■ **PROBLEM TO SOLVE**
Nothing is needed except the lines below that run from the one with "Looks good so far!" through the one with "AlexVulaj: Of course, I'll", repeated exactly.

BEGIN DATA SECTION

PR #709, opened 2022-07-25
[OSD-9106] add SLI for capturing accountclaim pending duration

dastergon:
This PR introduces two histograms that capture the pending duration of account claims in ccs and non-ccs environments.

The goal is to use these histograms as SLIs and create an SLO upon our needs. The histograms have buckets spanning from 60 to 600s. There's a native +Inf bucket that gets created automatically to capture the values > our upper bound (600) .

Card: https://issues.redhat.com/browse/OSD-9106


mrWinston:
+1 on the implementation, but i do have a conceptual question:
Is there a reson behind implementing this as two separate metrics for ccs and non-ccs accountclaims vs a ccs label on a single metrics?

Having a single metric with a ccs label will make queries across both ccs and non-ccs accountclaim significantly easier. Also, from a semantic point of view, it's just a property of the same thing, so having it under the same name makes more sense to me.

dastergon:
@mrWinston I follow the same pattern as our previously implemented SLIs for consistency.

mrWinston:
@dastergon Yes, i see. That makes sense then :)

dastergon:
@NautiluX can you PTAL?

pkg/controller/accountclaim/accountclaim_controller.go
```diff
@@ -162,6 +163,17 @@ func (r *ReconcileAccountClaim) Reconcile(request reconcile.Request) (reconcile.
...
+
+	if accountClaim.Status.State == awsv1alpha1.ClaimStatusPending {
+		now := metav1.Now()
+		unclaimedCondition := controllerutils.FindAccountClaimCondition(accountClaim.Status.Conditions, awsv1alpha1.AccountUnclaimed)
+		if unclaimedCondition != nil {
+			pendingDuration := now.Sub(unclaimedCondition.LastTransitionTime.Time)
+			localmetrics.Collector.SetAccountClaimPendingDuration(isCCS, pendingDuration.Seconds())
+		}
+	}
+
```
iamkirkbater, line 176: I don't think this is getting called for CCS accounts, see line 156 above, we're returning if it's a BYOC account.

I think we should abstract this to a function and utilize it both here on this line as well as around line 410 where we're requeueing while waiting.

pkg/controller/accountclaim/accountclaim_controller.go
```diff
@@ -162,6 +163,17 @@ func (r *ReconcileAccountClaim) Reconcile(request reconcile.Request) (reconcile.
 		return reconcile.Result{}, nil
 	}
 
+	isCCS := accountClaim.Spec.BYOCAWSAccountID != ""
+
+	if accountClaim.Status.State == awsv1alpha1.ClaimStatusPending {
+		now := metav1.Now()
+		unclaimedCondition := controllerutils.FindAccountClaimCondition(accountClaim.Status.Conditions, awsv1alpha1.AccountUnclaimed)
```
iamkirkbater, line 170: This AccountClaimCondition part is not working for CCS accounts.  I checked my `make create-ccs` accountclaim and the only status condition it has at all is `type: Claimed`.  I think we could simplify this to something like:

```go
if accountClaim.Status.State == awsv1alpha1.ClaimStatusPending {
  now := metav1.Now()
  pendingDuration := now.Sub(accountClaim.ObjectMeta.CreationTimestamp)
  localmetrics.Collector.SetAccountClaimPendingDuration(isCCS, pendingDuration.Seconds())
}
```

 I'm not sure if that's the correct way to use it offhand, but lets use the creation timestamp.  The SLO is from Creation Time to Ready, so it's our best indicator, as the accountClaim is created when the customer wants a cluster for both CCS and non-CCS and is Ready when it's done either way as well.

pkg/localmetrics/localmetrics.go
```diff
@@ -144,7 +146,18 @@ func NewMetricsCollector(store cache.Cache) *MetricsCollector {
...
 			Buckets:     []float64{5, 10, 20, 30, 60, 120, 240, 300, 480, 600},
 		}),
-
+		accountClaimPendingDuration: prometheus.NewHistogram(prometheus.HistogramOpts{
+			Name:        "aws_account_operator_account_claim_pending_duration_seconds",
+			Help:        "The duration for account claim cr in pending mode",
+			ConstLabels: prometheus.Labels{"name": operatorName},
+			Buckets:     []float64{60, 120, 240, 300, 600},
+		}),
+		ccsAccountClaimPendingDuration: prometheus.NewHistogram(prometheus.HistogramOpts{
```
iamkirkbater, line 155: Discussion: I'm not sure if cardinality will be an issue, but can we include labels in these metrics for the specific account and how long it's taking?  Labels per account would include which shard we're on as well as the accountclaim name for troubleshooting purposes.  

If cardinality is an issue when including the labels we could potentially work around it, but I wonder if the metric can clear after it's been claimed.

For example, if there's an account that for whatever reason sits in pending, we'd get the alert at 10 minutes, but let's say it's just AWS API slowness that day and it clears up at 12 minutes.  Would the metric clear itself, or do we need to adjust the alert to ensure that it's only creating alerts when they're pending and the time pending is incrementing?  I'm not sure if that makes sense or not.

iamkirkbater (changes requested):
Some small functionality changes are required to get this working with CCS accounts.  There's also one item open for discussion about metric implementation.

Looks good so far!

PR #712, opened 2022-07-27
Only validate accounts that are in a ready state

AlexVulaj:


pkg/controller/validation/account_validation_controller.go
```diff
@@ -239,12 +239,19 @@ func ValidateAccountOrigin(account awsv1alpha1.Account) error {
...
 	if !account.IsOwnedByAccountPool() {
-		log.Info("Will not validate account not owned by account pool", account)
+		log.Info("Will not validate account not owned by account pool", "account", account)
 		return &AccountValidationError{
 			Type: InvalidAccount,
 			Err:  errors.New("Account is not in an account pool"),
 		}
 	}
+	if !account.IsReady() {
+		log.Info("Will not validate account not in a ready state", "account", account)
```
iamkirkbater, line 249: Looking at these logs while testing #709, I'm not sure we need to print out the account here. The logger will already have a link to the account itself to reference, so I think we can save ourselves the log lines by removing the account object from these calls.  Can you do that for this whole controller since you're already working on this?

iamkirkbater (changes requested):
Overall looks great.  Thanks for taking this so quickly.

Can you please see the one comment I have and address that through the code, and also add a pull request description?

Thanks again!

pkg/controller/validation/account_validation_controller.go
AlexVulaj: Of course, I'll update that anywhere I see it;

END DATA SECTION
BEGIN DATA SECTION

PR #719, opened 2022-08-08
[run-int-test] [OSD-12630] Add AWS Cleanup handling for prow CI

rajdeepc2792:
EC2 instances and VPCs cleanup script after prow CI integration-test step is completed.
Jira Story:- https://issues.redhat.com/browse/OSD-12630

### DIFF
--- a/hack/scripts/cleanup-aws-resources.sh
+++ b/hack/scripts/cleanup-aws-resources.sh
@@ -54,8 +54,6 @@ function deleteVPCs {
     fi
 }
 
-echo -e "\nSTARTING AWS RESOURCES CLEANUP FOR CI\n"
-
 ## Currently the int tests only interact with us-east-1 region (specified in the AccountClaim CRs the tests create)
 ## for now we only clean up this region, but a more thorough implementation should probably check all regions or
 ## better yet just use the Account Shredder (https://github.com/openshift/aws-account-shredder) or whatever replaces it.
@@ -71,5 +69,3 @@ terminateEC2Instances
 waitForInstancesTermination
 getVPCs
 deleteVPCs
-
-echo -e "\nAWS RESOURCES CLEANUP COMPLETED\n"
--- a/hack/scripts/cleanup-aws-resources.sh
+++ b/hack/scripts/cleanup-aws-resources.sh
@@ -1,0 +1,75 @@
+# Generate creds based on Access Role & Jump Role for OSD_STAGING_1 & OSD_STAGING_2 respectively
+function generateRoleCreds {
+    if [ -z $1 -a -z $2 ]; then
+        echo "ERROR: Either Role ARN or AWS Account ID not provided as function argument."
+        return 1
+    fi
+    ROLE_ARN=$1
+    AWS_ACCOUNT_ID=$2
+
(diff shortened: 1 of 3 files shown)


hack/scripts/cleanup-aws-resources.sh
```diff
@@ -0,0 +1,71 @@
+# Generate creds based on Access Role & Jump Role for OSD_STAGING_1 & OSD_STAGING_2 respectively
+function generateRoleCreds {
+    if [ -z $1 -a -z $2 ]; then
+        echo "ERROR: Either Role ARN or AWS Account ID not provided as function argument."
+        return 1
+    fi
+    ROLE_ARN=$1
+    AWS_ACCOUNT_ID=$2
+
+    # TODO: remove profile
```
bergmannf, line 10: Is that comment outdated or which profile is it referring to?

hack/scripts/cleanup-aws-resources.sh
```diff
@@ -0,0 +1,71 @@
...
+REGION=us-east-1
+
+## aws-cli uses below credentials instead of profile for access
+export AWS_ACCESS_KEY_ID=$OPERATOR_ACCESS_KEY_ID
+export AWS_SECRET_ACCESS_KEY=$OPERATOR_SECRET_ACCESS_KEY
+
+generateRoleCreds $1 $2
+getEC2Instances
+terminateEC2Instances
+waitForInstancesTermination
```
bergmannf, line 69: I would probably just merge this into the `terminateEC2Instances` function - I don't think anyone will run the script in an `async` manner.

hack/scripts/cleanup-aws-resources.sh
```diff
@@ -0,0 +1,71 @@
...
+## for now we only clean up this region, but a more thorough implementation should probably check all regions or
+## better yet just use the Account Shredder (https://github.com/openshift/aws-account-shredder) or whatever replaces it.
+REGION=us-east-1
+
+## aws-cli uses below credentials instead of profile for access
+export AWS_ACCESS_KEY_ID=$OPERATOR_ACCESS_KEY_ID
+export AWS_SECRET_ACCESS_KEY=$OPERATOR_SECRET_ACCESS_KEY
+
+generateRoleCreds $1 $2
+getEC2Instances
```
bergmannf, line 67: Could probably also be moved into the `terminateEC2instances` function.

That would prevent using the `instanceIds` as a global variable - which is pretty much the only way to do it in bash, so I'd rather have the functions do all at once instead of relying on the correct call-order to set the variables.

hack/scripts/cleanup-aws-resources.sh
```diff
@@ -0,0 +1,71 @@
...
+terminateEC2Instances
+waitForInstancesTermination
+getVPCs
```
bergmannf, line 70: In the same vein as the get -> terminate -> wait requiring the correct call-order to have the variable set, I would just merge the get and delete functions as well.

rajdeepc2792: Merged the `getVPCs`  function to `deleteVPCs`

END DATA SECTION

■ **TASK RESULT**
Looks good so far!

PR #712, opened 2022-07-27
Only validate accounts that are in a ready state

AlexVulaj:


pkg/controller/validation/account_validation_controller.go
```diff
@@ -239,12 +239,19 @@ func ValidateAccountOrigin(account awsv1alpha1.Account) error {
...
 	if !account.IsOwnedByAccountPool() {
-		log.Info("Will not validate account not owned by account pool", account)
+		log.Info("Will not validate account not owned by account pool", "account", account)
 		return &AccountValidationError{
 			Type: InvalidAccount,
 			Err:  errors.New("Account is not in an account pool"),
 		}
 	}
+	if !account.IsReady() {
+		log.Info("Will not validate account not in a ready state", "account", account)
```
iamkirkbater, line 249: Looking at these logs while testing #709, I'm not sure we need to print out the account here. The logger will already have a link to the account itself to reference, so I think we can save ourselves the log lines by removing the account object from these calls.  Can you do that for this whole controller since you're already working on this?

iamkirkbater (changes requested):
Overall looks great.  Thanks for taking this so quickly.

Can you please see the one comment I have and address that through the code, and also add a pull request description?

Thanks again!

pkg/controller/validation/account_validation_controller.go
AlexVulaj: Of course, I'll update that anywhere I see it;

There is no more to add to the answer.